Esse indissolúvel nexo entre teoria e prática com o objetivo de transformar a realidade foi uma das maiores contribuições do materialismo dialético para o pensamento humano. Ao propor o fim da dicotomia entre teoria e prática, assim como o fim da divisão entre o trabalho manual e intelectual, a abordagem materialista dialética desvenda os mecanismos de alienação nas sociedades de classes e convoca todos os interessados na real transformação da sociedade a não só refletir sobre a realidade que nos cerca, como, também, tomar parte ativa nas lutas e questões prementes de nossa época.

Na atualidade, a negação do materialismo determinista é um sentimento justo e legítimo que reflete a experiência histórica concreta com as revoluções burguesas e as ditas revoluções socialistas do século XX, que demonstraram ser incapazes de libertar a humanidade das amarras da opressão e da exploração. Mas para fazer avançar o conhecimento e as práticas sociais vigentes neste inicio do século XXI, precisamos ir muito além da mera negação das experiências do passado, precisamos buscar uma solução que nos aponte um novo rumo, sem que retrocedamos ao idealismo que, tão pouco, mostrou-se capaz de nos oferecer saídas.

A superação para esta tragédia que faz, de maneira quase hegemônica, o pensamento humano neste início do século XXI voltar-se ao obscurantismo e ao irracionalismo pré-renascentista passa, necessariamente, pelo resgate de uma abordagem que contraponha simultaneamente o materialismo ao idealismo e a dialética ao determinismo, rompendo as fronteiras entre os diferentes campos do conhecimento, assim como aquelas supostamente existentes entre teoria e prática. Afinal, como sintetizou Marx: “Os filósofos têm apenas interpretado o mundo de diferentes maneiras; a questão, porém, é transformá-lo!8“.

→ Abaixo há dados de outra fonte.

PR #435, opened 2021-01-19
[Explicit Module Builds] Refactor and simplify explicit dependency job-generation code

artemcm:
The existing implementation of this, while correct, is a bit more complex than it needs to be.
It is also recursive, which is not ideal because we'd like to be able to handle arbitrarily-large build graphs here.
At the core of this process, currently, is a way to compute transitive closure for the dependency graph that is done via DFS from every node (module) in the graph.
The acyclic property of the dependency graph lets us do better.
The new algorithm for computing transitive closure on the dependency graph is:
```
for each v ∈ V {
    T(v) = { v }
}
for v ∈ V in reverse topological order {
    for each (v, w) ∈ E {
         T(v) = T(v) ∪ T(w)
    }
}
```
This PR:
- Adds a `reachabilityMap` data-structure to `ExplicitDependencyBuildPlanner` computed using this algorithm at the planner construction.
- Refactors `generateExplicitModuleDependenciesBuildJobs` to use the `reachabilityMap` to get a module's explicit dependencies when generating jobs, which can now be generated without recursing.
- Eliminates all mutable state in the `ExplicitModuleBuildPlanner` (`swiftModuleBuildCache` and `clangTargetModuleBuildCache` are no longer necessary).


artemcm:
@swift-ci please test

nkcsgexi (approved):

PR #437, opened 2021-01-20
Decode path fields in `InterModuleDependencyGraph` as VirtualPaths

artemcm:
In the process of generating explicit dependency jobs, we end up spending a lot of time constructing `VirtualPath` objects from strings contained in the dependency graph, (It involves querying whether or not this string constitutes an absolute path, and breaking it down into components) which all add up to a large amount of string manipulation.

Instead, decode these strings into `VirtualPath` values directly, using the `TextualVirtualPath` wrapper.


artemcm:
@swift-ci please test

nkcsgexi (approved):

PR #438, opened 2021-01-21
Exit with 0 when swift-driver invocation is interrupted

nkcsgexi:
The build system may interrupt swift-driver invocation if some errors are hit in other targets.
If these interrupted swift-driver processes return a non-zero value, the build
log will show a bunch of red-herring error-messages.

rdar://73456559


nkcsgexi:
@swift-ci please test

artemcm (approved):

PR #439, opened 2021-01-23
[Incremental] Move subtraction to outer function to cope with multiple input jobs.

davidungar:
Fix assertion failure by moving subtraction of already-compiled inputs to the calling function so that if job compiling x.swift requires y.swift be compiled, and job compiling y.swift requires x.swift be compiled, x.swift and y.swift are subtracted out from jobs needing to be compiled. The bug shows up when testing with -j1.

### DIFF
--- a/Sources/SwiftDriver/IncrementalCompilation/IncrementalCompilationState.swift
+++ b/Sources/SwiftDriver/IncrementalCompilation/IncrementalCompilationState.swift
@@ -565,6 +565,7 @@ extension IncrementalCompilationState {
           return Array(skippedCompileGroups.keys)
         }
       )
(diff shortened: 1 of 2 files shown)


davidungar:
@swift-ci please test

cltnschlosser (approved):
Can you write an xctest case that uses -j1 and would catch this bug?

davidungar:
> Can you write an xctest case that uses -j1 and would catch this bug?

Thank you, Colton! It's a good suggestion, but I haven't figured out how to do that, yet. I'll think about it for a bit and try to do so.

davidungar:
I'm going to go ahead and merge. There's an assertion there, although a test would be even better.

PR #443, opened 2021-01-24
[NFC] Simplify Parts of the Change Computation's Interface

CodaFi:
- Add a new type representing changed inputs
- Break down the `forEach`-style APIs into explicit sequences and clean up their call sites.
- Break down the karnaugh map in `computeSpeculativeInputs`

### DIFF
--- a/Sources/SwiftDriver/IncrementalCompilation/ModuleDependencyGraph.swift
+++ b/Sources/SwiftDriver/IncrementalCompilation/ModuleDependencyGraph.swift
@@ -192,13 +192,13 @@ extension ModuleDependencyGraph {
 
   /*@_spi(Testing)*/ public func untracedDependents(
     of externalSwiftDeps: ExternalDependency
-  ) -> [(ModuleDependencyGraph.Node, ModuleDependencyGraph.SwiftDeps)] {
+  ) -> [ModuleDependencyGraph.Node] {
     // These nodes will depend on the *interface* of the external Decl.
     let key = DependencyKey(interfaceFor: externalSwiftDeps)
     let node = Node(key: key, fingerprint: nil, swiftDeps: nil)
     return nodeFinder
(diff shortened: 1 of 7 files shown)


CodaFi:
@swift-ci test

CodaFi:
@swift-ci test

Sources/SwiftDriver/IncrementalCompilation/ModuleDependencyGraph.swift
```diff
@@ -190,18 +190,15 @@ extension ModuleDependencyGraph {
...
     let key = DependencyKey(interfaceFor: externalSwiftDeps)
     let node = Node(key: key, fingerprint: nil, swiftDeps: nil)
-    nodeFinder.forEachUseInOrder(of: node) { use, useSwiftDeps in
-      if isUntraced(use) {
-        fn(useSwiftDeps)
-      }
-    }
+    return nodeFinder
+      .orderedUses(of: node)
+      .filter({ use in isUntraced(use) })
```
cltnschlosser, line 201: Any significant benefit to reworking this to filter before the sort? Or does this not scale too large to really matter?

cltnschlosser (approved):

Sources/SwiftDriver/IncrementalCompilation/ModuleDependencyGraph.swift
CodaFi: Good question. In my experience, tracing sets for medium-sized projects are on the order of 10-20 nodes.

CodaFi: Being traced is also an unlikely predicate for a given node among that set. I would expect we wouldn’t see much benefit from pruning the search space up front with that in mind, but performance is always something one wants numbers and not opinions for.

PR #444, opened 2021-01-25
[NFC, Incremental] Use let's instead of var's for the ChangedInput struct.

davidungar:
@CodaFi Introduced a nice new type, but it doesn't need to be mutable, so use `let`s.

### DIFF
--- a/Sources/SwiftDriver/IncrementalCompilation/IncrementalCompilationState.swift
+++ b/Sources/SwiftDriver/IncrementalCompilation/IncrementalCompilationState.swift
@@ -342,12 +342,12 @@ extension IncrementalCompilationState {
   /// changed in a way that requires an incremental rebuild.
   struct ChangedInput {
     /// The path to the input file.
-    var filePath: TypedVirtualPath
+    let filePath: TypedVirtualPath
     /// The status of the input file.
-    var status: InputInfo.Status
+    let status: InputInfo.Status
     /// If `true`, the modification time of this input matches the modification
     /// time recorded from the prior build in the build record.
-    var datesMatch: Bool
+    let datesMatch: Bool
   }
 
   /// Find the inputs that have changed since last compilation, or were marked as needed a build


davidungar:
@swift-ci please test

CodaFi:
> But it doesn't need to be mutable

That's not what `var` and `let` signal primarily in this language. In particularly, `let` is semantically stronger than something like `const`. It is an anti-pattern to use `let` for struct fields that are not semantically constants in most cases. All it does is make it harder to use - and in particular initialize - instances of this value in a way that does not go through the memberwise initializer. I am neutral on its removal given that we do not have code mutating through these members, but for the future this kind of refactoring is not always a positive.

CodaFi:
`let` in structs is almost an attractive nuisance. An assignment to a struct field declared as a `var` behaves semantically identically to a complete re-creation of the struct and its fields but with the point-mutation applied, which is what this kind of refactoring inspires users to type explicitly when they inevitably discover they don't have access to the setter. You don't really... win anything.

CodaFi (approved):

CodaFi:
⛵

davidungar:
Thank you, @CodaFi .

CodaFi:
If some nice contributor would like to take up the charge of refactoring this type to hide its memberwise init, I would greatly appreciate it.  Ideally, stat'ing inputs and comparing them against the build record would be a service provided by some aggregate with access to the file system that would be the only thing that could construct instances of this value.

@owenv @cltnschlosser what do you think?

cltnschlosser:
> If some nice contributor would like to take up the charge of refactoring this type to hide its memberwise init, I would greatly appreciate it. Ideally, stat'ing inputs and comparing them against the build record would be a service provided by some aggregate with access to the file system that would be the only thing that could construct instances of this value.
> 
> @owenv @cltnschlosser what do you think?

Is the idea just to make an explicit fileprivate initializer?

1 LÊNIN, V. I. Materialismo e empiriocriticismo. Edições Avante. Lisboa, 1982.

2 TROTSKY, Leon. O Programa de Transição.

3 MARX, Karl. Teses sobre Feuerbach. Trad. Castro e Costa, L.C. Martins Fontes. São Paulo, 2002.

4 Idem

5 Idem

6 Idem

7 LÊNIN, V. I. Materialismo e empiriocriticismo. Edições Avante. Lisboa, 1982.

8 MARX, Karl. Teses sobre Feuerbach. Trad. Castro e Costa, L.C. Martins Fontes. São Paulo, 2002.